Converting: See [here](https://github.com/ShabbyX/libpandoc) for info
 To html:
  <p>See <a href="https://github.com/ShabbyX/libpandoc">here</a> for info</p>
 To latex:
  See \href{https://github.com/ShabbyX/libpandoc}{here} for info

By the way, if you want to measure performance, make sure to exclude pandoc_init() and pandoc_exit() from it, as that's quite slow.
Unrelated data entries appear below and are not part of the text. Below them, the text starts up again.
PR #107, opened 2021-08-17
feat: Validate types of all action parameters

Blond11516:
Uses `ActionValidations` to validate the types of all action parameters.

### DIFF
--- a/lib/mobius/actions/channel.ex
+++ b/lib/mobius/actions/channel.ex
@@ -18,14 +18,14 @@ defmodule Mobius.Actions.Channel do
       name: :get_channel,
       url: "/channels/:channel_id",
       method: :get,
-      params: [:channel_id],
+      params: [{:channel_id, :snowflake}],
       model: Mobius.Models.Channel
     },
     %Endpoint{
       name: :edit_channel,
       url: "/channels/:channel_id",
       method: :patch,
-      params: [:channel_id],
+      params: [{:channel_id, :snowflake}],
       opts: %{
         name: {:string, [min: 2, max: 100]},
         type: {__MODULE__, :validate_channel_type},
@@ -40,7 +40,7 @@ defmodule Mobius.Actions.Channel do
       name: :delete_channel,
       url: "/channels/:channel_id",
       method: :delete,
-      params: [:channel_id],
+      params: [{:channel_id, :snowflake}],
       model: Mobius.Models.Channel
     }
   ])
--- a/lib/mobius/validations/action_validations.ex
+++ b/lib/mobius/validations/action_validations.ex
@@ -73,7 +73,7 @@ defmodule Mobius.Validations.ActionValidations do
         val = params[param_name]
 
         if val != nil do
-          case validator.(params[param_name]) do
+          case validator.(val) do
             :ok -> errors
             {:error, error} -> ["Expected #{param_name} to #{error}" | errors]
           end
--- a/lib/mobius/validations/action_validations.ex
+++ b/lib/mobius/validations/action_validations.ex
@@ -66,11 +66,13 @@ defmodule Mobius.Validations.ActionValidations do
     end
   end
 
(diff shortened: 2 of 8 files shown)


lib/mobius/actions/channel.ex
```diff
@@ -18,14 +18,14 @@ defmodule Mobius.Actions.Channel do
...
-      params: [:channel_id],
+      params: [{:channel_id, :snowflake}],
       model: Mobius.Models.Channel
     },
     %Endpoint{
       name: :edit_channel,
       url: "/channels/:channel_id",
       method: :patch,
-      params: [:channel_id],
+      params: [{:channel_id, :snowflake}],
```
ZeLarpMaster, line 28: Makes me sad that this is useful just because [webhook-related calls use tokens in the path](https://discord.com/developers/docs/interactions/receiving-and-responding#create-interaction-response) which means *sometimes* it won't be a snowflake. The only two instances where the path params aren't snowflakes is for application commands (previously known as slash commands) and webhooks (which we won't support anyway)

ZeLarpMaster: I would've preferred to have `:snowflake` be a default and needing to specify only if it isn't, but it would make this whole thing a lot harder to implement and maintain :(

lib/mobius/validations/action_validations.ex
```diff
@@ -66,11 +66,13 @@ defmodule Mobius.Validations.ActionValidations do
...
-  @spec validate_params(map(), [{atom(), validator()}]) :: :ok | {:error, [String.t()]}
-  def validate_params(params, validators) do
+  @spec validate_args(Access.t(), [{atom(), validator()}]) :: :ok | {:error, [String.t()]}
+  def validate_args(params, validators) do
     errors =
       Enum.reduce(validators, [], fn {param_name, validator}, errors ->
-        if Map.has_key?(params, param_name) do
+        val = params[param_name]
+
+        if val != nil do
```
ZeLarpMaster, line 75: Are you using `val` other than in this `if`? Why this change?

Blond11516: By using access instead of `Map.get` we can accept either a map or keyword list and it just so happens that with the changes to `Actions` it became more convenient to pass a keyword list.

Also I was intending to pass `val` to the validator at line 76 (instead of doing a second access) but I forgot, I'll fix it 😛

lib/mobius/actions/channel.ex
Blond11516: It's true that having `:snowflake` be the default would be a lot simpler 🤔 An easy way to support that would be to update the params to add the type before doing anything else in `Actions.execute`:
```elixir
Enum.map(
  endpoint.params,
  fn
    {name, type} -> {name, type}
    name -> {name, :snowflake}
  end
)
```
The main issue I see with this solution is that the type for endpoints would have to allow both forms, but _everything_ would assume the tuple form except for the actual endpoint definitions, which really isn't the clearest thing ever 😕

Blond11516: Another thing we could do is keep the endpoint struct as-is (with the typed parameters) but add a `new` function which would handle the default value:
```elixir
# Mobius.Endpoint

def new(endpoint) do
  params = Enum.map(
    endpoint[:params],
    fn
      {name, type} -> {name, type}
      name -> {name, :snowflake}
    end
  )

  struct(__MODULE__, %{endpoint | params: params})
end
```
It does mean we would have to almost exactly duplicate the `Endpoint.t()` type to typespec this function but I still think it would be much more maintainable this way. What do you think?

ZeLarpMaster: I think I prefer having to write (and read) `{, :snowflake}` once per path param than having to deal with something which injects default values. I wanna keep things as simple as they can realistically be for the sake of this project staying maintainable. I know this isn't much, but little things add up quick and I really don't mind the `{, :snowflake}`. It's unfortunate that Discord has anything other than snowflakes in path params 😕

ZeLarpMaster (approved):

PR #108, opened 2021-08-22
feat: Add support for documentation generation in actions

Blond11516:
Adds support for generating function documentation in the action generator. Documentations include a (mandatory) link to the official discord doc as well as an optional custom section.

### DIFF
--- a/lib/mobius/actions.ex
+++ b/lib/mobius/actions.ex
@@ -30,7 +30,9 @@ defmodule Mobius.Actions do
         name = endpoint.name
         param_names = Actions.get_arguments(endpoint)
         params_keyword = Actions.get_arguments_keyword(endpoint)
+        docs = Actions.get_docs(endpoint)
 
+        @doc docs
         def unquote(name)(unquote_splicing(param_names)) do
           Actions.execute(
             unquote(Macro.escape(endpoint)),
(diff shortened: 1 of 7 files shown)


lib/mobius/actions.ex
```diff
@@ -30,7 +30,11 @@ defmodule Mobius.Actions do
         name = endpoint.name
         param_names = Actions.get_arguments(endpoint)
         params_keyword = Actions.get_arguments_keyword(endpoint)
+        docs = Actions.get_docs(endpoint)
 
+        @doc """
+        #{docs}
+        """
```
ZeLarpMaster: `@doc docs` doesn't do the same thing?

test/mobius/actions/message_test.exs
```diff
@@ -28,7 +28,7 @@ defmodule Mobius.Actions.MessageTest do
       channel_id = random_snowflake()
       raw = message(channel_id: channel_id)
       url = Client.base_url() <> "/channels/#{channel_id}/messages"
-      mock(fn %{method: :post, url: ^url} -> json(raw) end)
+      mock(fn %{method: :post, url: ^url, body: _} -> json(raw) end)
```
ZeLarpMaster: why do we need `body: _`?

lib/mobius/actions.ex
Blond11516: Yup, it does :+1:

test/mobius/actions/message_test.exs
Blond11516: I honestly don't remember :thinking: Feels like it had to with making sure we were passing the body to tesla, but tesla doesn't even provide a way to do a PATCH, POST or PUT without a body...

I've removed it.

ZeLarpMaster (approved):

Phyks commented 7 years ago

Thanks! -- Phyks

Le 1 avril 2017 23:08:32 UTC+02:00, Shahbaz Youssefi notifications@github.com a écrit :

@Phyks, I didn't see your edit, good to know you got it working. I also came up with an example (which uses a context instead of global variables):

#include <stdio.h>
#include <string.h>
#include <stdlib.h>
#include <assert.h>
#include <pandoc.h>

#define BUF_SIZE 1024

struct data
{
  const char *src;
  size_t src_len;
  size_t src_cur;

  char *dst;
  size_t dst_len;
  size_t dst_cur;
};

int reader(char *buf, void *user_data)
{
  struct data *d = user_data;

  /* See how much is left to read */
  size_t to_write = d->src_len - d->src_cur;

  /* If finished, tell that to pandoc */
  if (to_write == 0)
      return 0;

  /* Make sure not to overflow the buffer */
  if (to_write > BUF_SIZE)
      to_write = BUF_SIZE;

  /* Copy this chunk of data */
  memcpy(buf, d->src + d->src_cur, to_write * sizeof *buf);
  d->src_cur += to_write;

  return to_write; 
}

void writer(const char *buf, int len, void *user_data)
{
  struct data *d = user_data;

  /* If current buffer is too small, increase its size */
  if (d->dst_cur + len > d->dst_len)
  {
      d->dst_len = d->dst_len == 0 ? 16 : d->dst_len * 2;

      char *new_dst = realloc(d->dst, d->dst_len * sizeof *d->dst);
      assert(new_dst != NULL);

      d->dst = new_dst;
  }

  /* Append what pandoc has produced */
  memcpy(d->dst + d->dst_cur, buf, len * sizeof *buf);
  d->dst_cur += len;
}

int main()
{
  const char *settings =
      "{\n"
          "\"writerOptions\": {\n"
              "\"writerStandalone\": false\n"
          "}\n"
      "}";
  const char *strings[] = {
      "Some _text_ here",
      "More stuff to **convert** with `pandoc`",
      "See [here](https://github.com/ShabbyX/libpandoc) for info",
  };
  const char *targets[] = {
      "html",
      "latex",
  };

  pandoc_init();

  for (size_t s = 0; s < sizeof strings / sizeof *strings; ++s)
  {
      printf("Converting: %s\n", strings[s]);

      for (size_t t = 0; t < sizeof targets / sizeof *targets; ++t)
      {
          struct data d = {
              .src = strings[s],
              .src_len = strlen(strings[s]),

              /* Note: everything else is 0 initalized */
          };

          printf(" To %s:\n", targets[t]);

          char *error = pandoc(BUF_SIZE,
                  "markdown",
                  targets[t],
                  settings,
                  reader,
                  writer,
                  &d);

          if (error)
              printf("  Error: %s\n", error);
          else
          {
              printf("  ");
              fwrite(d.dst, sizeof *d.dst, d.dst_cur, stdout);
              printf("\n");
          }

          free(error);
      }

      printf("\n");
  }

  pandoc_exit();

  return 0;
}

By the way, if you want to measure performance, make sure to exclude pandoc_init() and pandoc_exit() from it, as that's quite slow.